About 9% of the U.S. population, and 7% in California, lacked health insurance in 2018, according to the Kaiser Family Foundation. However, many people with private insurance have large deductibles.

“If you have a $7,000 deductible and don’t have $7,000, you are essentially uninsured,” said Jennifer Tolbert, the foundation’s director of state health reform. “That’s a problem when you are trying to address a crisis like this.”

California’s action should encourage those with insurance to seek testing, although it didn’t promise any relief from out-of-pocket costs for treatment if needed. It also won’t encourage those without insurance to get tested. On Monday, New York Gov. Andrew Cuomo announced a directive by the State Department of Financial Services that prohibits New York health insurers from imposing cost-sharing on customers who visit an in-network doctor’s office or urgent care center or any emergency room to be tested for COVID-19.

On Thursday, the U.S. Senate passed a bill providing $8.3 billion to fight and prevent the coronavirus both at home and abroad. The House passed it Wednesday. Most of the money, $6.5 billion, goes to agencies under the U.S. Department of Health and Human Services, including $2.2 billion to the Centers for Disease Control and Prevention. Almost $1 billion of the CDC money is earmarked for state and local preparedness response. State and local agencies must submit a plan on how they will spend that money to the CDC within 45 days. Each state will get at least $4 million, but the bill doesn’t specify how much each state will get. Some of that will depend on where it’s needed the most.

Nothing in the bill provides money to help individuals who can’t afford to pay for testing or treatment. Nor does it provide any money to help insurance companies subsidize the cost of coronavirus testing or treatment.

“It’s a needed infusion of cash into the public health system as opposed to a health care delivery model,” said Evan Hollander, a spokesman for the House appropriations committee.

Kristine Grow, speaking for the America’s Health Insurance Plans, a trade group, said she “could not speak to the uninsured population. But for people who have health insurance coverage with high deductibles, they should not hesitate to seek treatment because of concerns about costs.” Health insurers “are working with federal, state and local officials to protect people from out-of-pocket costs. We do not want financial concerns to be a barrier.”

On Wednesday, Gov. Gavin Newsom declared a state of emergency for California after a 71-year-old Placer County man died from the coronavirus that he likely contracted on a cruise ship that left from San Francisco Feb. 11 and returned Feb. 21.

The state of emergency provided no funding for coronavirus treatment or testing.

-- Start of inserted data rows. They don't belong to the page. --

PR #1341, opened 2015-07-29
Add a new 'redirect-to-domain' flag

rap1ds:
This Pull Request adds a new boolean column `redirect_to_domain` to communities table. When the column value is `true`, the user accessing the marketplace with marketplace ident in the URL (*.sharetribe.com subdomain) will be redirected to the full marketplace domain, if present. Before this change, the users were redirected to full domain always if it was present.

**Why?** Domain validation: This change is needed for SSL file verification. The SSL provider needs to be able to access the application with the full domain, thus we have to add the full domain to the database before we have a valid SSL cert. So we want to permit the access to the marketplace with the full domain, but we do not want to redirect all the traffic to the full domain because there's no valid cert yet.

**Why?** Code structure and performance: The application controller has now a big list of filters, that are dealing with redirection:

- redirect_to_marketplace_ident
- force_ssl
- redirect_deleted_marketplace
- redirect_to_marketplace_domain
- redirect_removed_locale
- redirect_locale_param

The structure of the code is pretty difficult to follow. It's hard to get a clear picture what redirects are happening and when. In addition, all this code is untested, even though it's quite critical code for our app.

In addition, multiple redirects may affect to the persieved performance. Let's take an example:

There's a marketplace with ident "boardmarket" and domain "www.boardmarket.com". A user accessed that marketplace with URL "http://www.boardmarket.sharetribe.com". How many redirects will happen (at least)?

1. Redirect http -> https
2. Redirect the ident with www to ident without www (www.boardmarket.sharetribe.com -> boardmarket.sharetribe.com)
3. Redirect to the full marketplace domain boardmarket.sharetribe.com -> www.boardmarket.com
4. And maybe some other redirects because of the selected locales etc.

So my idea was to extract the code from ApplicationController to MarketplaceRedirectUtils. It has a single method `needs_redirect` which takes all the required information to decide where the user should be redirect. That method will be fully tested. In addition, the idea is that the function returns the final redirection target in the current before filter chain and thus eliminates number of redirects happening.

### DIFF
--- a/app/controllers/application_controller.rb
+++ b/app/controllers/application_controller.rb
@@ -244,8 +244,9 @@ class ApplicationController < ActionController::Base
 
     host = request.host
     domain = @current_community.domain
+    redirect_to_domain = @current_community.redirect_to_domain
 
-    redirect_opts = request_hash.slice(:host, :protocol, :fullpath).merge(community_domain: domain, domain_ready: domain.present?)
+    redirect_opts = request_hash.merge(community_domain: domain, redirect_to_domain: redirect_to_domain)
 
     MarketplaceRedirectUtils.needs_redirect(redirect_opts) { |redirect_url, redirect_status|
       redirect_to(redirect_url, status: redirect_status)
@@ -256,7 +257,8 @@ class ApplicationController < ActionController::Base
     @request_hash ||= {
       host: request.host,
       protocol: request.protocol,
-      fullpath: request.fullpath
+      fullpath: request.fullpath,
+      port_string: request.port_string
     }
   end
 
--- a/app/controllers/application_controller.rb
+++ b/app/controllers/application_controller.rb
@@ -245,13 +245,19 @@ class ApplicationController < ActionController::Base
     host = request.host
     domain = @current_community.domain
 
-    if needs_redirect?(host, domain)
-      redirect_to "#{request.protocol}#{domain}#{request.fullpath}", status: :moved_permanently
-    end
+    redirect_opts = request_hash.slice(:host, :protocol, :fullpath).merge(community_domain: domain, domain_ready: domain.present?)
+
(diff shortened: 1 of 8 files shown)


app/controllers/application_controller.rb
```diff
@@ -244,14 +244,22 @@ def redirect_to_marketplace_domain
...
     domain = @current_community.domain
+    redirect_to_domain = @current_community.redirect_to_domain
 
-    if needs_redirect?(host, domain)
-      redirect_to "#{request.protocol}#{domain}#{request.fullpath}", status: :moved_permanently
-    end
+    redirect_opts = request_hash.merge(community_domain: domain, redirect_to_domain: redirect_to_domain)
+
+    MarketplaceRedirectUtils.needs_redirect(redirect_opts) { |redirect_url, redirect_status|
+      redirect_to(redirect_url, status: redirect_status)
```
gnomet: I assume calling redirect_to with nil parameter just doesn nothing and causes no issues?

gnomet:
So is the plan to get rid of even more separate filters and merge the functionality to now-created utils?
Sounds good to me, and despite the answer, this part looks like a good step with nice tests, so good to go imo! :+1:

app/controllers/application_controller.rb
rap1ds: The block doesn't get called if there's no need to redirect

rap1ds:
Yep, that's the plan. I started with this one since it's needed for the domain file validation. I'm planning to add a few more if they are easy to add. If not, I'll adjust the plan.

app/controllers/application_controller.rb
gnomet: Oh yea, didn't look carefully enough.
:+1:

gnomet:
Sounds good, the plan and going in small steps!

“Money is not the issue for the state of California,” Newsom said in a news conference.

He did say California is getting $37 million from the federal coronavirus bill. On Monday, Newsom asked the Legislature to make up to $20 million available from the Disaster Response Emergency Operations Account, “which will allow state government to respond to the spread of COVID-19. This will be an early action item for the 2020-2021 budget,” according to a news release. It didn’t specify how the money would be spent.

The CDC has been paying for the coronavirus test itself. On Wednesday, the White House announced that 1.5 million more test kits would be going out this week. In California, 10 public laboratories can now do testing. The CDC will not, however, pay for any doctor’s visit that may be required to get the test. That’s up to individuals, and their insurance if they have it. If testing was expanded to private labs, it’s not clear whether the CDC would pay for that.

Under existing federal regulations, the CDC can decide whether to cover bills related to patients who are placed in isolation or quarantine in a hospital. During the Ebola outbreak, it did cover those costs. It has not yet said whether it will cover those costs for coronavirus, Hollander said.

The CDC did not respond to multiple requests for comment.